PR #6960, opened 2019-10-09
IGNITE-12193 Add cacheGroup metrics.

zzzadruga:


modules/core/src/main/java/org/apache/ignite/internal/processors/cache/CacheGroupMetricsImpl.java
```diff
@@ -188,6 +224,98 @@ public void decrementIndexBuildCountPartitionsLeft() {
...
+    public long getRebalancingStartTime() {
+        return rebalancingStartTime.value();
+    }
+
+    /**
+     * Set the current time to rebalancing start time.
+     *
+     * @param delay Delay in milliseconds.
+     */
+    public void startRebalance(long delay) {
```
Mmuzaf: I think we should leave this logic in `demander`.

modules/core/src/main/java/org/apache/ignite/internal/processors/cache/distributed/dht/preloader/GridDhtPartitionDemander.java
```diff
@@ -277,6 +277,9 @@ Runnable addAssignments(
         long delay = grp.config().getRebalanceDelay();
 
         if ((delay == 0 || force) && assignments != null) {
+            grp.metrics().clearRebalanceCounters();
+            grp.metrics().startRebalance(0);
```
Mmuzaf: It is two different stages: rebalance future inited and rebalance future started.

I think we should set `rebalanceStartTime` for a cache group when the first request message sends and right after the cache group eviction happened. See the `requestPartitions` method.

WDYT?

modules/core/src/main/java/org/apache/ignite/internal/processors/cache/distributed/dht/preloader/GridDhtPartitionDemander.java
```diff
@@ -687,6 +697,8 @@ public void handleSupplyMessage(
 
             final GridDhtPartitionTopology top = grp.topology();
 
+            grp.metrics().onRebalanceBatchReceived(supplyMsg.messageSize());
```
Mmuzaf: Let's rename `onRebalanceBatchReceived` with a `addRebalancingReceivedBytes`. It's more clear to read such callbacks.

modules/core/src/main/java/org/apache/ignite/internal/processors/cache/distributed/dht/preloader/GridDhtPartitionDemander.java
```diff
@@ -1133,6 +1145,8 @@ private void updateGroupMetrics() {
         // TODO: IGNITE-11330: Update metrics for touched cache only.
         // Due to historical rebalancing "EstimatedRebalancingKeys" metric is currently calculated for the whole cache
         // group (by partition counters), so "RebalancedKeys" and "RebalancingKeysRate" is calculated in the same way.
+        grp.metrics().onRebalanceKeyReceived();
```
Mmuzaf: I don't think that this is the right place for incrementing of receiving keys. Let's call this outside the `updateGroupMetrics` since this is a method-candidate to remove.

modules/core/src/main/java/org/apache/ignite/internal/processors/cache/CacheGroupMetricsImpl.java
```diff
@@ -188,6 +224,98 @@ public void decrementIndexBuildCountPartitionsLeft() {
...
+     * Rebalance partition callback.
+     */
+    public void onPartitionRebalanced() {
+        rebalancingPartitionsLeft.decrement();
+    }
+
+    /**
+     * Rebalance entry store callback.
+     */
+    public void onRebalanceKeyReceived() {
```
Mmuzaf: Sometimes you use `rebalancing` word and sometimes `rebalance`. Let's leave only `rebalancing`.

modules/core/src/main/java/org/apache/ignite/internal/processors/cache/CacheGroupMetricsImpl.java
Mmuzaf: I think this method don't need at all, since we set the rebalance time only when it actually starts.

modules/core/src/main/java/org/apache/ignite/internal/processors/cache/distributed/dht/preloader/GridDhtPartitionDemander.java
```diff
@@ -1213,6 +1227,8 @@ private void updateGroupMetrics() {
 
                 remaining.put(k.id(), v.partitions());
 
+                grp.metrics().addRebalancingPartitions(v.partitions().size());
```
Mmuzaf: Let's rename to `rebalancingPartitionsLeft(value)`.
I think this should be set when the rebalance actually starts.

modules/core/src/main/java/org/apache/ignite/internal/processors/cache/distributed/dht/preloader/GridDhtPartitionDemander.java
```diff
@@ -1318,7 +1334,10 @@ private void cancel(UUID nodeId) {
 
                 cleanupRemoteContexts(nodeId);
 
-                remaining.remove(nodeId);
+                IgniteDhtDemandedPartitionsMap rmvd = remaining.remove(nodeId);
+
+                if (rmvd != null)
+                    grp.metrics().cancelRebalancingPartitions(rmvd.size());
```
Mmuzaf: Do we need this method? Can the `reset` method be used? Are we need such callback here at all?

modules/core/src/main/java/org/apache/ignite/internal/processors/cache/CacheGroupMetricsImpl.java
```diff
@@ -188,6 +224,98 @@ public void decrementIndexBuildCountPartitionsLeft() {
...
+     * Rebalanced keys count.
+     */
+    public long getRebalancingReceivedKeys() {
+        return rebalancingReceivedKeys.value();
+    }
+
+    /**
+     * Rebalanced bytes count.
+     */
+    public long getRebalancingReceivedBytes() {
```
Mmuzaf: Do we need a `getters` at all? It seems all the metrics can be obtained from the metric registry.

modules/core/src/main/java/org/apache/ignite/internal/processors/cache/CacheGroupMetricsImpl.java
```diff
@@ -57,6 +59,21 @@
     /** Number of partitions need processed for finished indexes create or rebuilding. */
     private final AtomicLongMetric idxBuildCntPartitionsLeft;
 
+    /** Number of rebalanced partitions left. */
```
Mmuzaf: I think we should track all the metrics in `Demander` class and do not place it here.
The metric registry instance can be obtained on the `Demander` startup.
The `register(String name, LongSupplier supplier, @Nullable String desc) ` method with a lambda expression can be used to track a state of the `RebalanceFuture`.

modules/core/src/main/java/org/apache/ignite/internal/processors/cache/distributed/dht/preloader/GridDhtPartitionDemander.java
```diff
@@ -141,6 +145,27 @@ public GridDhtPartitionDemander(CacheGroupContext grp) {
         Map<Integer, Object> tops = new HashMap<>();
 
         rebalanceTopic = GridCachePartitionExchangeManager.rebalanceTopic(0);
+
+        String metricGroupName = metricName(CACHE_GROUP_METRICS_PREFIX, grp.cacheOrGroupName());
+
+        MetricRegistry mreg = grp.shared().kernalContext().metric().registry(metricGroupName);
+
+        mreg.register("RebalancingPartitionsLeft", () -> rebalanceFut.remaining.values().stream()
```
Mmuzaf: I think it's better to pre-calculate all partition on future creation time and decrement them on demand. Seeking thought map for metrics can be too expensive.

modules/core/src/main/java/org/apache/ignite/internal/processors/cache/distributed/dht/preloader/GridDhtPartitionDemander.java
```diff
@@ -141,6 +145,27 @@ public GridDhtPartitionDemander(CacheGroupContext grp) {
...
+                        .sum(), "Number of rebalanced partitions left.");
+
+        mreg.register("RebalancingReceivedKeys",
+            () -> rebalanceFut.rebalancingReceivedKeys.get(), "Number of already rebalanced keys.");
+
+        mreg.register("RebalancingReceivedBytes",
+            () -> rebalanceFut.rebalancingReceivedBytes.get(), "Number of already rebalanced bytes.");
+
+        mreg.register("RebalancingStartTime",
+            () -> rebalanceFut.rebalancingStartTime, "Rebalancing start time.");
```
Mmuzaf: `Cache group actual rebalancing start time. Cache groups within a cluster rebalances one by one.`

modules/core/src/main/java/org/apache/ignite/internal/processors/cache/distributed/dht/preloader/GridDhtPartitionDemander.java
```diff
@@ -141,6 +145,27 @@ public GridDhtPartitionDemander(CacheGroupContext grp) {
...
+        mreg.register("RebalancingPartitionsLeft", () -> rebalanceFut.remaining.values().stream()
+                        .map(IgniteDhtDemandedPartitionsMap::fullSet)
+                        .mapToInt(Collection::size)
+                        .sum(), "Number of rebalanced partitions left.");
+
+        mreg.register("RebalancingReceivedKeys",
+            () -> rebalanceFut.rebalancingReceivedKeys.get(), "Number of already rebalanced keys.");
+
+        mreg.register("RebalancingReceivedBytes",
+            () -> rebalanceFut.rebalancingReceivedBytes.get(), "Number of already rebalanced bytes.");
```
Mmuzaf: `The number of currently rebalanced bytes of this cache group`

modules/core/src/main/java/org/apache/ignite/internal/processors/cache/distributed/dht/preloader/GridDhtPartitionDemander.java
```diff
@@ -141,6 +145,27 @@ public GridDhtPartitionDemander(CacheGroupContext grp) {
...
+
+        MetricRegistry mreg = grp.shared().kernalContext().metric().registry(metricGroupName);
+
+        mreg.register("RebalancingPartitionsLeft", () -> rebalanceFut.remaining.values().stream()
+                        .map(IgniteDhtDemandedPartitionsMap::fullSet)
+                        .mapToInt(Collection::size)
+                        .sum(), "Number of rebalanced partitions left.");
+
+        mreg.register("RebalancingReceivedKeys",
+            () -> rebalanceFut.rebalancingReceivedKeys.get(), "Number of already rebalanced keys.");
```
Mmuzaf: `The number of currently rebalanced keys for the whole cache group`

modules/core/src/main/java/org/apache/ignite/internal/processors/cache/distributed/dht/preloader/GridDhtPartitionDemander.java
```diff
@@ -141,6 +145,27 @@ public GridDhtPartitionDemander(CacheGroupContext grp) {
...
         rebalanceTopic = GridCachePartitionExchangeManager.rebalanceTopic(0);
+
+        String metricGroupName = metricName(CACHE_GROUP_METRICS_PREFIX, grp.cacheOrGroupName());
+
+        MetricRegistry mreg = grp.shared().kernalContext().metric().registry(metricGroupName);
+
+        mreg.register("RebalancingPartitionsLeft", () -> rebalanceFut.remaining.values().stream()
+                        .map(IgniteDhtDemandedPartitionsMap::fullSet)
+                        .mapToInt(Collection::size)
+                        .sum(), "Number of rebalanced partitions left.");
```
Mmuzaf: `The number of cache group partitions left to be rebalanced`

modules/core/src/main/java/org/apache/ignite/internal/processors/cache/distributed/dht/preloader/GridDhtPartitionDemander.java
```diff
@@ -446,6 +471,9 @@ private void requestPartitions(final RebalanceFuture fut, GridDhtPreloaderAssign
                 if (fut.isDone())
                     break;
 
+                if (rebalanceFut.rebalancingStartTime == -1)
```
Mmuzaf: Do we need such check?

zzzadruga: Without this check, the rebalancing start time can be set several times, because it is in the “for each” cycle

modules/core/src/main/java/org/apache/ignite/internal/processors/cache/distributed/dht/preloader/GridDhtPartitionDemander.java
```diff
@@ -1305,6 +1365,23 @@ public boolean isInitial() {
...
+            assert !cancel;
+
+            long time = System.currentTimeMillis();
+
+            if (startTime != -1)
+                endTime.compareAndSet(-1, time);
+
+            boolean byThisCall = super.onDone(res, err, cancel);
+
+            if (byThisCall && (res == false || isFailed()))
```
Mmuzaf: Let's change to `res == Boolean.FALSE` to avoid unboxing.

modules/core/src/main/java/org/apache/ignite/internal/processors/cache/distributed/dht/preloader/GridDhtPartitionDemander.java
```diff
@@ -1305,6 +1365,23 @@ public boolean isInitial() {
...
         }
 
+        /** {@inheritDoc} */
+        @Override public boolean onDone(@Nullable Boolean res, @Nullable Throwable err, boolean cancel) {
+            assert !cancel;
+
+            long time = System.currentTimeMillis();
+
+            if (startTime != -1)
+                endTime.compareAndSet(-1, time);
```
Mmuzaf: The endTime should be set only on a successful method call, right?

PR #6962, opened 2019-10-10
IGNITE-12167

denis-chudov:


modules/core/src/test/java/org/apache/ignite/testframework/junits/GridAbstractTest.java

== == ==

**WHAT TO DO**
Return every line holding the word "rmvd" from the records.

**RESULT OF THIS EXERCISE**
+                IgniteDhtDemandedPartitionsMap rmvd = remaining.remove(nodeId);
+                if (rmvd != null)
+                    grp.metrics().cancelRebalancingPartitions(rmvd.size());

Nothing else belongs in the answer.